“You don’t need to come,” he said. “I reckon I can stand a little tooth-tinkering. You get on to Mr. Summers. And—and, Sam—”
“Yes?”
“If you don’t want to stay up there to the house alone, you come down to our place. My ma, she’d love to have you. Sam—”
“Yes.”
“We know what trouble is, ma and me, see? Don’t nobody around these parts know better than we do. Mr. Carson, he set us on our feet, and now we can hold up our heads and look people in the face. My, but it feels good! But we know what trouble is—all kinds, pretty near. You come to us.”
Sam held out a tense hand.
“Put it there, Hi.”
Hi “put it there” and turned valorously up the dentist’s terrible stairs.
As for Sam, he kept vigorously on his way.
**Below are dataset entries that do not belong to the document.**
PR #271, opened 2021-12-28
deploy: Deploy main commits to staging

### LINKED ISSUE #265: Deploy "main" commits to production

mharyam:
close #265

Update the deploy workflow to trigger only when test workflow is done, the last fix for this failed.

### DIFF
--- a/.github/workflows/deploy.yml
+++ b/.github/workflows/deploy.yml
@@ -1,0 +1,62 @@
+name: deploy
+
+"on":
+  push:
+    branches: [main]
+
+jobs:
+  call-worflow-test:
+    uses: kernelci/kernelci-api/.github/workflows/test.yml@main
+
+  deploy:
+    needs: call-worflow-test
+    runs-on: ubuntu-latest
+    steps:
+      - uses: actions/checkout@v2
+      - name: Check credentials
+        env:
+          STAGING_GCLOUD_PROJECT: ${{ secrets.STAGING_GCLOUD_PROJECT }}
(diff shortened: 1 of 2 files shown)


spbnick:
Could you please rebase this onto latest "main".
Also, the only difference I see from main is this:
```diff
diff --git a/.github/workflows/deploy.yml b/.github/workflows/deploy.yml
index 6088611..c5f9b1d 100644
--- a/.github/workflows/deploy.yml
+++ b/.github/workflows/deploy.yml
@@ -6,7 +6,8 @@ name: deploy
   push:
     branches: [main]
   workflow_run:
-    workflows: ["test"]
+    workflows:
+      - test
     types:
       - completed
```
which is just a YAML syntax change, which should have no effect on the workflow.

What are you trying to do here?

spbnick:
You can find a solution for dependency faster if you create a personal empty repo with dummy workflows and try to implement it there first. Just have dummy workflows outputting messages with "echo" and running "sleep 60" (which does nothing for one minute), and try to implement dependency logic there. This way you won't have to wait for me to merge your PR to see it in action.

mharyam:
> You can find a solution for dependency faster if you create a personal empty repo with dummy workflows and try to implement it there first. Just have dummy workflows outputting messages with "echo" and running "sleep 60" (which does nothing for one minute), and try to implement dependency logic there. This way you won't have to wait for me to merge your PR to see it in action.
> 
> Once you figure it out in your own personal repo, you can then implement the same here.

Thank you for the suggestion 😄 
I actually thought of that too, that is what I am working on currently

PR #272, opened 2021-12-28
pick abandoned notification #61

### LINKED ISSUE #61: Pick up abandoned notifications

mharyam:
close #61

1. Remove extra whitespace and args
2. Explicitly pass trigger_topic to scheduler_withdraw
3. Remove extra args to scheduler_job_withdraw
4. Pick notification

### DIFF
--- a/cloud
+++ b/cloud
@@ -717,8 +717,7 @@ function scheduler_deploy() {
 function scheduler_withdraw() {
     declare -r project="$1"; shift
     declare -r prefix="$1"; shift
-    scheduler_job_withdraw "$project" "${prefix}trigger" \
-                           "$trigger_topic" '* * * * *' '{}'
+    scheduler_job_withdraw "$project" "${prefix}trigger"
 }
 
 # Deploy permissions for a submitter
--- a/cloud
+++ b/cloud
@@ -421,23 +421,25 @@ function pubsub_subscription_withdraw() {
 
 # Deploy to Pub/Sub
 # Args: --project=NAME
-#       --trigger-topic=NAME
+#       --load-queue-trigger-topic=NAME
 #       --new-topic=NAME
 #       --new-load-subscription=NAME
 #       --new-debug-subscription=NAME
 #       --updated-topic=NAME
 #       --updated-debug-subscription=NAME
+#       --pick-notifications-trigger-topic=NAME
 function pubsub_deploy() {
     params="$(getopt_vars project \
-                          trigger_topic \
+                          load_queue_trigger_topic \
                           new_topic \
                           new_load_subscription \
                           new_debug_subscription \
                           updated_topic \
                           updated_debug_subscription \
+                          pick_notifications_trigger_topic \
                           -- "$@")"
     eval "$params"
-    pubsub_topic_deploy "$project" "${trigger_topic}"
+    pubsub_topic_deploy "$project" "${load_queue_trigger_topic}"
 
     pubsub_topic_deploy "$project" "${new_topic}"
     pubsub_subscription_deploy "$project" "${new_topic}" \
@@ -452,11 +454,13 @@ function pubsub_deploy() {
     pubsub_topic_deploy "$project" "${updated_topic}"
     pubsub_subscription_deploy "$project" "${updated_topic}" \
                                "${updated_debug_subscription}"
+    pubsub_topic_deploy "$project" "${pick_notifications_trigger_topic}"
 }
 
 # Withdraw from Pub/Sub
 # Args: --project=NAME
-#       --trigger-topic=NAME
+#       --load-queue-trigger-topic=NAME
+#       --pick-notifications-trigger-topic=NAME
 #       --new-topic=NAME
 #       --new-load-subscription=NAME
 #       --new-debug-subscription=NAME
@@ -464,7 +468,8 @@ function pubsub_deploy() {
 #       --updated-debug-subscription=NAME
 function pubsub_withdraw() {
     params="$(getopt_vars project \
-                          trigger_topic \
+                          load_queue_trigger_topic \
+                          pick_notifications_trigger_topic \
                           new_topic \
                           new_load_subscription \
                           new_debug_subscription \
@@ -477,7 +482,8 @@ function pubsub_withdraw() {
     pubsub_subscription_withdraw "$project" "$new_debug_subscription"
     pubsub_subscription_withdraw "$project" "$new_load_subscription"
     pubsub_topic_withdraw "$project" "$new_topic"
-    pubsub_topic_withdraw "$project" "$trigger_topic"
+    pubsub_topic_withdraw "$project" "$load_queue_trigger_topic"
+    pubsub_topic_withdraw "$project" "$pick_notifications_trigger_topic"
 }
 
 # Deploy a Cloud Function
@@ -557,7 +563,8 @@ function cloud_functions_env() {
 
 # Deploy Cloud Functions
 # Args: --project=NAME --prefix=PREFIX --source=PATH
-#       --trigger-topic=NAME
+#       --load-queue-trigger-topic=NAME
+#       --pick-notifications-trigger-topic=NAME
 #       --log-level=NAME
 #       --new-topic=NAME --new-load-subscription=NAME
 #       --updated-topic=NAME --spool-collection-path=PATH
@@ -566,7 +573,8 @@ function cloud_functions_env() {
 #       --database=SPEC
 function cloud_functions_deploy() {
     params="$(getopt_vars project prefix source \
-                          trigger_topic \
+                          load_queue_trigger_topic \
+                          pick_notifications_trigger_topic \
                           log_level \
                           new_topic new_load_subscription \
                           updated_topic spool_collection_path \
@@ -599,6 +607,14 @@ function cloud_functions_deploy() {
     trigger_event+="document.create"
     declare trigger_resource="projects/$project/databases/(default)/documents/"
     trigger_resource+="${spool_collection_path}/{notification_id}"
+    cloud_function_deploy "$project" "${prefix}pick_notifications" \
+                          "$source" \
+                          --entry-point kcidb_pick_notifications\
+                          --env-vars-file "$env_yaml" \
+                          --runtime python37 \
+                          --trigger-topic "${pick_notifications_trigger_topic}" \
+                          --memory 256MB \
+                          --timeout 540
     cloud_function_deploy "$project" "${prefix}send_notification" \
                           "$source" \
                           --entry-point kcidb_send_notification \
@@ -624,7 +640,7 @@ function cloud_functions_deploy() {
                           --entry-point kcidb_load_queue \
                           --env-vars-file "$env_yaml" \
                           --runtime python37 \
-                          --trigger-topic "${trigger_topic}" \
+                          --trigger-topic "${load_queue_trigger_topic}" \
                           --memory 256MB \
                           --timeout 540
 }
@@ -634,6 +650,7 @@ function cloud_functions_deploy() {
 function cloud_functions_withdraw() {
     declare -r project="$1"; shift
     declare -r prefix="$1"; shift
+    cloud_function_withdraw "$project" "${prefix}pick_notifications"
     cloud_function_withdraw "$project" "${prefix}send_notification"
     cloud_function_withdraw "$project" "${prefix}spool_notifications"
     cloud_function_withdraw "$project" "${prefix}load_queue"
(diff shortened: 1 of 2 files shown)


cloud
```diff
@@ -965,21 +985,23 @@ function execute_command() {
             --smtp-password-secret="$smtp_password_secret" \
             --database="$database"
         sections_run "$sections" scheduler_deploy \
-            "$project" "$prefix" "$trigger_topic"
+            "$project" "$prefix" "$load_queue_trigger_topic" "$pick_notifications_trigger_topic"
```
spbnick, line 988: Could you wrap this line to be 79 characters max?

cloud
```diff
@@ -1252,4 +1274,4 @@ function execute() {
                     --submitters="${submitters[*]@Q}"
 }
 
-execute "$@"
+execute "$@"
```
spbnick, line 1277: Could you please make sure this commit doesn't remove the newline from the end of the file?

Maybe setup your editor to not remove the newline from the last line automatically, if it's doing that? Otherwise we will continue seeing this.

main.py
```diff
@@ -9,7 +9,6 @@
 import kcidb_io
 import kcidb
 
-
```
spbnick, line 12: If this is needed for something like making pylint or some other linter happy, please move this change to the first commit, otherwise, please revert it.

main.py
```diff
@@ -231,6 +230,38 @@ def kcidb_send_notification(data, context):
     message = SPOOL_CLIENT.pick(notification_id)
     if not message:
         return
+    # log message before sending email
```
spbnick, line 233: We're not logging **the** message here, not the notification's message, that is. We're only logging the notification's ID.

In some sense we **do** log a "message", that is "SENDING foobar", but that hardly needs a comment. If we have to have a comment, let it at least be something like "Log the notification ID", even though that is quite obvious from the code, but if you feel that's needed, that's fine too.

So, please either remove this comment, or change it to something like "Log the notification ID", whichever you prefer. Please also do the same to the similar comment below.

cloud
```diff
@@ -702,23 +717,26 @@ function scheduler_job_withdraw() {
...
 
 # Withdraw from the scheduler
 # Args: project prefix
 function scheduler_withdraw() {
     declare -r project="$1"; shift
     declare -r prefix="$1"; shift
-    scheduler_job_withdraw "$project" "${prefix}trigger" \
-                           "$trigger_topic" '* * * * *' '{}'
+    declare -r load_queue_trigger_topic="$1"; shift
+    scheduler_job_withdraw "$project" "${prefix}trigger" "$load_queue_trigger_topic"
```
spbnick, line 739: Please wrap this line, so it's not longer than 79 characters (that's our convention in KCIDB).

cloud
```diff
@@ -965,21 +985,23 @@ function execute_command() {
...
         sections_run "$sections" cloud_functions_withdraw "$project" "$prefix"
         sections_run "$sections" firestore_withdraw \
             "$project" "$spool_collection_path"
         sections_run "$sections" secrets_withdraw \
             "$project" "$smtp_password_secret"
         sections_run "$sections" pubsub_withdraw \
             --project="$project" \
-            --trigger-topic="$trigger_topic" \
+            --load-queue-trigger-topic="$load_queue_trigger_topic" \
+            --pick-notifications-trigger-topic="$pick_notifications_trigger_topic" \
```
spbnick, line 1004: Could you wrap this line to 79 characters max too? You can just remove the equals sign, and have the option value in a separate argument, that will be handled fine. I.e.:
```suggestion
            --pick-notifications-trigger-topic \
                "$pick_notifications_trigger_topic" \
```

cloud
```diff
@@ -624,7 +630,15 @@ function cloud_functions_deploy() {
...
-                          --trigger-topic "${trigger_topic}" \
+                          --trigger-topic "${load_queue_trigger_topic}" \
+                          --memory 256MB \
+                          --timeout 540
+    cloud_function_deploy "$project" "${prefix}pick_notification" \
+                          "$source" \
+                          --entry-point kcidb_pick_notifications\
+                          --env-vars-file "$env_yaml" \
+                          --runtime python37 \
+                          --trigger-topic "${load_queue_trigger_topic}" \
```
spbnick, line 641: This still has to be triggered off your new trigger topic (`pick_notifications_trigger_topic`), not `load_queue_trigger_topic`, it's what we created it for, right?

spbnick (changes requested):
Heeey, nice job splitting and ordering the commits!

I left a few comments regarding the changes inline, but otherwise, I'd call that a successful git rebase exercise :grin:

One thing about the first commit, though. I didn't mean it to be about "removing unrelated whitespace changes", I'm asking you to simply remove all unrelated whitespace changes from all your commits, and if you have to make any whitespace changes (like removing that one empty line I'm commenting on), because pylint or something else requires it, then make a separate commit first, and put it first. If you don't have to do any such changes, then don't do that commit. Thanks :smiley:

cloud
```diff
@@ -624,7 +630,15 @@ function cloud_functions_deploy() {
...
-                          --trigger-topic "${trigger_topic}" \
+                          --trigger-topic "${load_queue_trigger_topic}" \
+                          --memory 256MB \
+                          --timeout 540
+    cloud_function_deploy "$project" "${prefix}pick_notification" \
+                          "$source" \
+                          --entry-point kcidb_pick_notifications\
+                          --env-vars-file "$env_yaml" \
+                          --runtime python37 \
+                          --trigger-topic "${pick_notifications_trigger_topic}" \
```
spbnick, line 641: You gotta pass `$pick_notifications_trigger_topic` to the function explicitly as well. Otherwise we have the same situation as we had with `scheduler_deploy`.

cloud
```diff
@@ -624,7 +630,15 @@ function cloud_functions_deploy() {
                           --entry-point kcidb_load_queue \
                           --env-vars-file "$env_yaml" \
                           --runtime python37 \
-                          --trigger-topic "${trigger_topic}" \
+                          --trigger-topic "${load_queue_trigger_topic}" \
+                          --memory 256MB \
+                          --timeout 540
+    cloud_function_deploy "$project" "${prefix}pick_notification" \
```
spbnick, line 636: Please use plural for the Cloud Function's name, to match the entry point's name and what it's doing. Same for withdrawing below.

cloud
```diff
@@ -702,23 +717,27 @@ function scheduler_job_withdraw() {
...
-    declare -r trigger_topic="$1"; shift
+    declare -r load_queue_trigger_topic="$1"; shift
+    declare -r pick_notifications_trigger_topic="$1"; shift
     # Deploy the jobs
-    scheduler_job_pubsub_deploy "$project" "${prefix}trigger" \
-                                "$trigger_topic" '* * * * *' '{}'
+    scheduler_job_pubsub_deploy "$project" "${prefix}load_queue_trigger" \
+                                "$load_queue_trigger_topic" '* * * * *' '{}'
+    scheduler_job_pubsub_deploy "$project" "${prefix}pick_notifications_trigger" \
+                            "$pick_notifications_trigger_topic" '30 * * * *' '{}'
```
spbnick, line 730: Could you please indent this line the same way the previous ones are indented, and wrap the arguments so that the lines are 79 characters max?

cloud
```diff
@@ -702,23 +717,27 @@ function scheduler_job_withdraw() {
...
 # Withdraw from the scheduler
 # Args: project prefix
 function scheduler_withdraw() {
     declare -r project="$1"; shift
     declare -r prefix="$1"; shift
-    declare -r trigger_topic="$1"; shift
-    scheduler_job_withdraw "$project" "${prefix}trigger" "$trigger_topic"
+    declare -r load_queue_trigger_topic="$1"; shift
+    scheduler_job_withdraw "$project" "${prefix}trigger"\
+                            "$load_queue_trigger_topic"
```
spbnick, line 740: Could you move this line one character to the left so it aligns with the first argument?

cloud
```diff
@@ -965,22 +986,25 @@ function execute_command() {
             --smtp-password-secret="$smtp_password_secret" \
             --database="$database"
         sections_run "$sections" scheduler_deploy \
-            "$project" "$prefix" "$trigger_topic"
+            "$project" "$prefix" "$load_queue_trigger_topic" \
+             "$pick_notifications_trigger_topic"
```
spbnick, line 990: Please move this line one character to the left, so it aligns with the previous one.

spbnick (changes requested):
Thanks a lot for cleaning and organizing your commits, and removing the unnecessary changes!

We're almost there! Only a few minor fixes left, and then, of course, we have to test the functionality itself.

main.py
```diff
@@ -231,6 +231,37 @@ def kcidb_send_notification(data, context):
...
+def kcidb_pick_notifications():
+    """
+    Pick abandoned notifications and send them.
+    """
+    for notification_id in SPOOL_CLIENT.unpicked():
+        # Pick abandoned notification and resend
+        message = SPOOL_CLIENT.pick(notification_id)
+        if not message:
+            continue
+        # log message before sending email
```
spbnick, line 250: Could you remove this comment as well, since you removed the one above?

cloud
```diff
@@ -965,22 +986,25 @@ function execute_command() {
...
         sections_run "$sections" cloud_functions_withdraw "$project" "$prefix"
         sections_run "$sections" firestore_withdraw \
             "$project" "$spool_collection_path"
         sections_run "$sections" secrets_withdraw \
             "$project" "$smtp_password_secret"
         sections_run "$sections" pubsub_withdraw \
             --project="$project" \
-            --trigger-topic="$trigger_topic" \
+            --load-queue-trigger-topic="$load_queue_trigger_topic" \
+            --pick-notifications-trigger-topic= \
```
spbnick, line 1006: Please remove the "equals" character (`=`) from the option's end. It's not generally supposed to be there, if its value is in a separate argument.

cloud
```diff
@@ -702,23 +719,28 @@ function scheduler_job_withdraw() {
...
 # Withdraw from the scheduler
 # Args: project prefix
 function scheduler_withdraw() {
     declare -r project="$1"; shift
     declare -r prefix="$1"; shift
-    declare -r trigger_topic="$1"; shift
-    scheduler_job_withdraw "$project" "${prefix}trigger" "$trigger_topic"
+    declare -r load_queue_trigger_topic="$1"; shift
+    scheduler_job_withdraw "$project" "${prefix}trigger"\
+                           "$load_queue_trigger_topic"
```
spbnick, line 743: Waaaait, I was wrong, we don't really need passing the third argument to `scheduler_job_withdraw` at all. It doesn't care which topic the Cloud Scheduler is sending its messages to, when removing the job, it only needs the project name and the job name to remove it. Thus we don't need the second commit :man_facepalming: Please remove it. Please also remove passing `"$triger_topic"` to `scheduler_job_withdraw` in the first commit.

Sorry, I confused you. Comes from dipping into things for half an hour only and trying to do it quick :grin:

This still has another problem, though: we need to update the jobs we're withdrawing here, to match what we're deploying in `scheduler_deploy`. That is, we need to withdraw both `"${prefix}load_queue_trigger"` and `"${prefix}pick_notifications_trigger"` here.

cloud
```diff
@@ -624,7 +632,15 @@ function cloud_functions_deploy() {
...
-                          --trigger-topic "${trigger_topic}" \
+                          --trigger-topic "${load_queue_trigger_topic}" \
+                          --memory 256MB \
+                          --timeout 540
+    cloud_function_deploy "$project" "${prefix}pick_notifications" \
+                          "$source" \
+                          --entry-point kcidb_pick_notifications\
+                          --env-vars-file "$env_yaml" \
+                          --runtime python37 \
+                          --trigger-topic "${pick_notifications_trigger_topic}" \
```
spbnick, line 643: Could you move this function deployment before the `send_notifications` one? This way we'll be replacing functions back-to-front (pipeline-wise), making it easier to preserve compatibility with updates.

cloud
```diff
@@ -637,6 +653,7 @@ function cloud_functions_withdraw() {
     cloud_function_withdraw "$project" "${prefix}send_notification"
     cloud_function_withdraw "$project" "${prefix}spool_notifications"
     cloud_function_withdraw "$project" "${prefix}load_queue"
+    cloud_function_withdraw "$project" "${prefix}pick_notifications"
```
spbnick, line 656: Same here, could you move the function to before `send_notifications`? Here the order is not critical, I think, but it's better to preserve code uniformity in general.

cloud
```diff
@@ -940,21 +963,24 @@ function execute_command() {
...
             --project="$project" \
-            --trigger-topic="$trigger_topic" \
+            --load-queue-trigger-topic="$load_queue_trigger_topic" \
             --new-topic="$new_topic" \
             --new-load-subscription="$new_load_subscription" \
             --new-debug-subscription="$new_debug_subscription" \
             --updated-topic="$updated_topic" \
-            --updated-debug-subscription="$updated_debug_subscription"
+            --updated-debug-subscription="$updated_debug_subscription" \
+            --pick-notifications-trigger-topic="$pick_notifications_trigger_topic"
```
spbnick, line 972: Could you wrap this line same as the similar line below?

spbnick (changes requested):
Looks great! I only left a few minor requests inline. After those are fixed, please move into testing this.

The (manual for now) test should consists of the following steps:
* Create a fresh deployment, capable of sending email to an address you control and mailbox you can access. Read `main.py` to figure out how to do that. You can modify it temporarily to do what you want and then deploy (we would need to implement configuring that later).
* Delete the `kcidb_send_notification` Cloud Function, so that notifications are not sent immediately. This would let us create "abandoned" notifications.
* Load certain data into the database so that at least one notification is generated. The sample I pointed you at earlier would probably be enough.
* Check that you get the corresponding email notification(s) delivered to your address.

spbnick:
Another test should be the same as the previous one, but without removing the `kcidb_send_notification` Cloud Function, to verify that notifications are still delivered normally.

spbnick (commented):
Looks good to me, now only testing remains! Thank you, Maryam :grin:

spbnick (approved):
LGTM! Thank you, Maryam!

PR #273, opened 2022-01-03
Actions: Do double deploy/withdraw

spbnick:
Check that repeated deployment and withdrawing don't break, in GitHub
actions.


mharyam (approved):
LGTM

PR #275, opened 2022-01-05
Actions: Make test workflow reusable and call it from deploy

### LINKED ISSUE #265: Deploy "main" commits to production

mharyam:
close #265 

1) Change test.yml to a reusable workflow 
2) Make deploy.yml call test.yml workflow 
3) Change triggers call for all the workflows

### DIFF
--- a/.github/workflows/deploy.yml
+++ b/.github/workflows/deploy.yml
@@ -1,19 +1,15 @@
 name: deploy
 
-
-# Only trigger, when the test workflow succeeded
 "on":
   push:
     branches: [main]
-  workflow_run:
-    workflows: ["test"]
-    types:
-      - completed
-
 
 jobs:
+  test:
+    uses: kernelci/kcidb/.github/workflows/test.yml@main
+
   deploy:
-    # this job will only run if the PR has been merged
+    needs: test
     runs-on: ubuntu-latest
     steps:
       - uses: actions/checkout@v2
--- a/.github/workflows/test.yml
+++ b/.github/workflows/test.yml
@@ -1,10 +1,9 @@
 name: test
 
 "on":
-  push:
-    branches: [main]
   pull_request:
     branches: [main]
+  workflow_call: {}
 
 jobs:
   check_python:


.github/workflows/deploy.yml
```diff
@@ -1,19 +1,15 @@
...
   push:
     branches: [main]
-  workflow_run:
-    workflows: ["test"]
-    types:
-      - completed
-
 
 jobs:
+  call-worflow-test:
```
spbnick, line 8: Typo: `worflow` -> `workflow`. Although, I would simply call this job `test`.

.github/workflows/deploy.yml
```diff
@@ -1,19 +1,15 @@
...
+    uses: kernelci/kernelci-api/.github/workflows/test.yml@main
```
spbnick, line 9: This is pointing to another repository and to a non-existing workflow.

.github/workflows/test.yml
```diff
@@ -1,10 +1,10 @@
 name: test
 
 "on":
-  push:
-    branches: [main]
   pull_request:
     branches: [main]
+  workflow_call:
+    null
```
spbnick, line 7: Could you instead assign an empty dictionary to `workflow_call`. The use of `null` here is somewhat obscure, I think. Like this:
```yaml
  workflow_call: {}
```

spbnick (changes requested):
Apart from the inline comments, the commit subject describes only a part of what you do here. Please try to summarize your whole change instead. Thank you!

.github/workflows/deploy.yml
```diff
@@ -1,19 +1,15 @@
...
-      - completed
-
 
 jobs:
+  test:
+    uses: kernelci/kcidb/.github/workflows/test.yml@main
+
   deploy:
-    # this job will only run if the PR has been merged
+    needs: call-worflow-test
```
spbnick, line 12: This doesn't match the job name anymore.

spbnick (changes requested):
I have just one inline comment this time.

He thought of those automobiles he had seen the day before, and he felt as if he were all cranked up, with a good spark on, and was ready for a long hard run. So he turned up Burchard Avenue, and in at the gate of the little Methodist parsonage.
The first person he saw was Mrs. Summers, who had just got baby Jonathan asleep and was setting him out of doors in his carriage, to grow. She held up a small brown finger to warn Sam that conversation was not to be permitted in the vicinity of the sleeping prince, and led the way into the living room. Then she went in search of her husband, who, it appeared, was shut up in the cell-like room he called his study. He came striding out of his retreat and grasped Sam by the hand.